Collected data entries
----------------

Issue #4160, opened 2026-02-03
[Bug]: Rust CdfLoadBuilder.build function is crate private and prohibits using feature


khalidmammadov:
### What happened?

In Rust API CdfLoadBuilder.build function is declared crate private and prohibits using feature.

And hence example provided in the docs for usage is not working i.e.:

    let cdf = table.scan_cdf()
        .with_starting_version(0)
        .with_ending_version(4)
        .build(&ctx.state(), None) <----Private
        .await?;

### Expected behavior

It should be accessible to be able to construct plan

### Operating System

None

### Binding

None

### Relevant logs

```shell

```

khalidmammadov:
take

PR #4161, opened 2026-02-03
fix(cdf): make cdf builders build function accessible

khalidmammadov:
# Description

In Rust API CdfLoadBuilder.build function is declared crate private and prohibits using feature in other Rust projects.

Although below example works within delta-rs crate it's not working for external projects:

docs/src/rust/read_cdf.rs
```
... 
let cdf = table.scan_cdf()
    .with_starting_version(0)
    .with_ending_version(4)
    .build(&ctx.state(), None) <----Private
    .await?;

...
```

# Related Issue(s)

https://github.com/delta-io/delta-rs/issues/4160

# Documentation

Updated example that goes into docs and locally tested. 
Also, current test cases covers actual functionality.

### DIFF
--- a/crates/aws/Cargo.toml
+++ b/crates/aws/Cargo.toml
@@ -1,6 +1,6 @@
 [package]
 name = "deltalake-aws"
-version = "0.13.0"
+version = "0.13.1"
 authors.workspace = true
 keywords.workspace = true
 readme.workspace = true
@@ -69,7 +69,8 @@ native-tls = [
 ]
 rustls = [
     "aws-config/client-hyper",
-    "aws-config/rustls",
-    "aws-sdk-dynamodb/rustls",
-    "aws-sdk-sts/rustls",
+    # Use the new AWS SDK default HTTPS client stack (hyper 1.x + rustls via aws-lc-rs),
+    # not the legacy `rustls` feature which pins us to hyper 0.14.
+    "aws-sdk-dynamodb/default-https-client",
+    "aws-sdk-sts/default-https-client",
 ]
--- a/crates/catalog-glue/Cargo.toml
+++ b/crates/catalog-glue/Cargo.toml
@@ -17,8 +17,14 @@ aws-config = { version = "1.8", default-features = false, features = [
     "behavior-version-latest",
     "rt-tokio",
     "credentials-process",
+    "client-hyper",
 ] }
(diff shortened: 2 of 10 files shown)


hntd187:
I'll be honest the interface for CDF has been the same for a long time. Is there a reason you want to change it?

khalidmammadov:
> I'll be honest the interface for CDF has been the same for a long time. Is there a reason you want to change it?

I think I was misguided by this `docs/src/rust/read_cdf.rs` example in the docs which is not updated for the newer implementation where CDF Builder interface is partially exposed. Also, I think it's odd that it's CDF configuration API called builder that implies user can call build() which is typical pattern, TBH I would call it something like `CdfScanOptions` instead to convey clarity.  

Anyway, I will update PR with docs example fix only to use uptodate API.

PS: Thanks for looking at and pointing out!

roeap:
@khalidmammadov - i am not 100% sure, but I think I might have added that method recently and deliberately kept it `pub(crate)` for now.

The main reason was that there is some uncertainty as to how we want to evolve our operations APIs. As @rtyler and others also point out, the `IntoFuture` pattern we have been using is somewhat limiting, as we need to manage the session alongside the operations, which is unintuitive if we think of this more in terms of logical planning.

I guess what I am saying is, that from my end it would be fine to expose that method, with the explicit caveat, that this might look very different as we re-work some of the operations APIs.

hntd187:
> @khalidmammadov - i am not 100% sure, but I think I might have added that method recently and deliberately kept it `pub(crate)` for now.
> 
> The main reason was that there is some uncertainty as to how we want to evolve our operations APIs. As @rtyler and others also point out, the `IntoFuture` pattern we have been using is somewhat limiting, as we need to manage the session alongside the operations, which is unintuitive if we think of this more in terms of logical planning.
> 
> I guess what I am saying is, that from my end it would be fine to expose that method, with the explicit caveat, that this might look very different as we re-work some of the operations APIs.

Right and I'd prefer as few breaking changes as possible as it's harder to take something away than it is to just open it up. @khalidmammadov I appreciate you updating the examples though it's been a much needed thing through this entire process.

rtyler:
a colleague of mine recently ran into this too, thanks for picking it up. I'm going to bring it back to 0.30.2 too

PR #4166, opened 2026-02-05
test: reproduce partition only under delete with empty file

ethan-tyler:
# Description
Reproduces the error in #4149. Partition only DELETE can remove too few files when a matching partition includes a 0-row (empty) Parquet file. This fails on main and passes with the fix in #4150.

# Related Issue(s)

# Documentation

### DIFF
--- a/crates/core/src/operations/delete.rs
+++ b/crates/core/src/operations/delete.rs
@@ -1463,4 +1463,150 @@ mod tests {
         assert_eq!(table.version(), Some(2), "The delete failed to execute");
         Ok(())
     }
+
+    #[tokio::test]
+    async fn test_delete_partition_only_removes_empty_files_in_matching_partitions()
+    -> DeltaResult<()> {
+        use std::collections::HashMap;
+        use std::sync::Arc;
+
+        use arrow_array::{Int32Array, RecordBatch, StringArray};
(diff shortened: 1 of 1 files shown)


roeap:
I still feel like an empty file should not be written in the first place. and since there is no data to delete, I think it's consistent that this file is also not touched.

ion-elgreco:
> I still feel like an empty file should not be written in the first place. and since there is no data to delete, I think it's consistent that this file is also not touched.

That should be addressed in the writer somehow

roeap:
> That should be addressed in the writer somehow

in fact I believe #4119 might actually address this. IIRC there was a failing test with 0 matched rows, where stats were off and I updated after reviewing it.

ion-elgreco:
> > That should be addressed in the writer somehow
> 
> in fact I believe #4119 might actually address this. IIRC there was a failing test with 0 matched rows, where stats were off and I updated after reviewing it.

But which Part of that pr or addresses it? Then we can merge it isolated

roeap:
> But which Part of that pr or addresses it? Then we can merge it isolated

I thinks its just that more stuff is running through the V2 write code. So the fix is probably to use our current best writing consistently :).

Issue #4115, opened 2026-01-22
Next-scan ordering contracts and DV masking hazard mitigation


ethan-tyler:
### Is your feature request related to a problem?

#4112 fixed a correctness bug when DF coalesces batches across file boundaries, assuming stream order is preserved. However, @roeap pointed out we're still relying on ordering invariants for DV row position semantics and log replay that DF doesn't actually guarantee. 

## Problem

**DVs:**

`consume_dv_mask` assumes rows show up in the order they exist in the file,  it drains a per-file selection vector from the front. This works fine if:

1. Rows for a file come through in order (doesn't have to be contiguous, just monotonic)
2. A file doesn't get split across multiple streams/partitions

The DF optimizer can introduce plan shapes that reorder rows or split files across partitions. If it does, we'll silently apply DV bits to the wrong rows. Not great.

#4112 handles mixed `file_id` batches under order preserving coalesce, but does not protect against upstream operators that break monotonicity or split files across partitions.

**Log replay:**

This one's more theoretical right now, but if we ever push log replay into a DF plan we need global ordering by commit version for "last write wins" to work correctly. `required_input_ordering` only gives us per-partition ordering which isn't sufficient, we'd need either single partition execution or a sort preserving merge to get one globally ordered stream.

If multiple actions share a commit version, a deterministic tie breaker (e.g. action index) may also be needed.

## What I think the contract should be

For DVs: we need monotonic per-file row order and a file can't be split across streams. Interleaving is fine if monotonicity preserved because contiguity isn't required. We should reject plan shapes that imply reordering.

For log replay:  We need global total order by version. Local ordering must be paired with global merge or single-partition execution.

**Fail-fast**
I think we should default to fail-fast on detected violations. Only recover when we can prove order is preserved.

Things that should be fine:
- Batch coalescing (rows stay in order)
- Mixed-file batches that we split by file_id runs

Things that should fail-fast:
- Upstream operator that doesn't preserve order before DV application
- Same file_id showing up in multiple partitions
- repartition_file_scans with DVs active

Detecting "rows arrived out of order" at runtime is not reliable without row position metadata. We need to catch bad plan shapes before execution instead.

Maybe also worth adding a strict/debug mode that errors on file_id reappearance as extra defense? Not sure if that's overkill.

## Potential Solutions:

**Short term**
- Document these ordering contracts
- Add checks that fail on unsafe plan shapes when DVs are active
- Runtime check that `file_id` only shows up in one stream
[...]

PR #4167, opened 2026-02-05
fix: align file_id with DataFusion UInt16 dictionary

ethan-tyler:
# Description
The synthetic `file_id` column type was defined independently allowing silent drift between `Int32` and `UInt16`. This causes type coercion failures in DML paths that build `file_id IN (...)` predicates.

**Changes:**
Adds `file_id.rs` as single source of truth for the column name, data type,
field constructor, and dictionary aligned literal wrapper. All call sites now go
through these helpers.

Adds a guard to chunk `FileGroup`s so the per-group partition dictionary
cannot exceed the `UInt16` keyspace, with two counters
(`count_file_groups_planned`, `count_file_group_chunks`) to observe when
chunking triggers.

`file_id` remains an internal correlation mechanism. This reduces its surface
area and makes removal easier once `ParquetAccessPlan` based scan filtering
lands.

# Related Issue(s)

Related: 
- #4113
- #4115

# Documentation

### DIFF
--- a/crates/core/src/delta_datafusion/table_provider/next/scan/mod.rs
+++ b/crates/core/src/delta_datafusion/table_provider/next/scan/mod.rs
@@ -38,7 +38,6 @@ use datafusion::{
         union::UnionExec,
     },
     prelude::Expr,
-    scalar::ScalarValue,
 };
 use datafusion_datasource::{
     PartitionedFile, TableSchema, compute_all_files_statistics, file_groups::FileGroup,
@@ -60,6 +59,7 @@ use crate::{
     delta_datafusion::{
         DeltaScanConfig,
         engine::{AsObjectStoreUrl as _, to_datafusion_scalar},
+        file_id::wrap_file_id_value,
     },
 };
 
@@ -198,7 +198,7 @@ async fn get_data_scan_plan(
             version: None,
         }
         .into();
-        let file_value = wrap_file_id_partition_value(f.file_url.as_str());
+        let file_value = wrap_file_id_value(f.file_url.as_str());
         // NOTE: `PartitionedFile::with_statistics` appends exact stats for partition columns based
         // on `partition_values`, so partition values must be set first.
         partitioned_file.partition_values = vec![file_value.clone()];
@@ -217,18 +217,6 @@ async fn get_data_scan_plan(
         .try_collect::<_, Vec<_>, _>()?
         .into_iter()
         .into_group_map();
-
-    // Track planned file-group chunking so we can observe if/when it triggers.
-    let planned_file_groups = files_by_store
-        .values()
-        .map(|files| files.len().div_ceil(MAX_PARTITION_DICT_CARDINALITY))
-        .sum::<usize>();
-    MetricBuilder::new(&metrics)
-        .global_counter("count_file_groups_planned")
-        .add(planned_file_groups);
-    MetricBuilder::new(&metrics)
-        .global_counter("count_file_group_chunks")
-        .add(planned_file_groups.saturating_sub(files_by_store.len()));
 
     // TODO(roeap); not sure exactly how row tracking is implemented in kernel right now
     // so leaving predicate as None for now until we are sure this is safe to do.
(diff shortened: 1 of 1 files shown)


crates/core/src/delta_datafusion/table_provider/next/scan/mod.rs
```diff
@@ -344,9 +379,15 @@ async fn get_read_plan(
                 .with_pushdown_filters(true);
         }
 
-        let file_group: FileGroup = files.into_iter().map(|file| file.0).collect();
+        // Partition values are dictionary encoded using a UInt16 key (DataFusion's default
+        // `wrap_partition_type_in_dict`). Keep file groups small enough that the file-id partition
+        // dictionary doesn't exceed the key space (one distinct value per file).
```
roeap: nit: this comment comes up several times, maybe just put it to where we use it (.chunks()). IMO, its such an edge case, that its is enough this explanation shows up once.

crates/core/src/delta_datafusion/file_id.rs
roeap, line 1: is this file better placed inside the scan module?

crates/core/src/delta_datafusion/table_provider/next/scan/mod.rs
```diff
@@ -291,6 +307,25 @@ fn update_partition_stats(
...
 
 type FilesByStore = (ObjectStoreUrl, Vec<(PartitionedFile, Option<Vec<bool>>)>);
+
+/// Maximum number of distinct values representable by DataFusion's default partition dictionary
+/// encoding (`Dictionary<UInt16, _>`).
+const MAX_PARTITION_DICT_CARDINALITY: usize = (u16::MAX as usize) + 1;
+
+fn partitioned_files_to_file_groups(
+    files: impl IntoIterator<Item = PartitionedFile>,
+    max_files_per_group: usize,
```
roeap: does this need to be a parameter? I.e. could we just always chunk by `MAX_PARTITION_DICT_CARDINALITY`?

crates/core/src/delta_datafusion/table_provider/next/scan/mod.rs
```diff
@@ -221,6 +218,21 @@ async fn get_data_scan_plan(
...
+        .values()
+        .map(|files| files.len().div_ceil(MAX_PARTITION_DICT_CARDINALITY))
+        .sum::<usize>();
+    MetricBuilder::new(&metrics)
+        .global_counter("count_file_groups_planned")
+        .add(planned_file_groups);
+    MetricBuilder::new(&metrics)
+        .global_counter("count_file_group_chunks")
+        .add(planned_file_groups.saturating_sub(files_by_store.len()));
+
```
roeap: are these interesting stats?

crates/core/src/delta_datafusion/table_provider/next/scan/mod.rs
```diff
@@ -254,6 +266,10 @@ async fn get_data_scan_plan(
     Ok(Arc::new(exec))
 }
 
+fn wrap_file_id_partition_value(file_url: &str) -> ScalarValue {
+    crate::delta_datafusion::file_id::wrap_file_id_value(file_url)
+}
```
roeap: why do we need this wrapper?

ethan-tyler: No strong reason, I will remove it

crates/core/src/delta_datafusion/table_provider/next/scan/mod.rs
ethan-tyler: These were mainly tracking an edge case and don’t add value. Will remove them.

crates/core/src/delta_datafusion/file_id.rs
ethan-tyler: `file_id.rs` is shared across `find_files.rs`, `table_provider.rs` (legacy path), and the next-provider scan/planning flow. Moving it under `table_provider/next/scan` would force non-scan code to depend on scan internals or duplicate the file-id logic. Keeping it at the `delta_datafusion` level avoids that coupling.

roeap (approved):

----------------

As listed above, the lines from the line with "### Is your" to the line with "1. Rows for" are to be echoed exactly, with both ends included and nothing added.

### Is your feature request related to a problem?

#4112 fixed a correctness bug when DF coalesces batches across file boundaries, assuming stream order is preserved. However, @roeap pointed out we're still relying on ordering invariants for DV row position semantics and log replay that DF doesn't actually guarantee. 

## Problem

**DVs:**

`consume_dv_mask` assumes rows show up in the order they exist in the file,  it drains a per-file selection vector from the front. This works fine if:

1. Rows for a file come through in order (doesn't have to be contiguous, just monotonic)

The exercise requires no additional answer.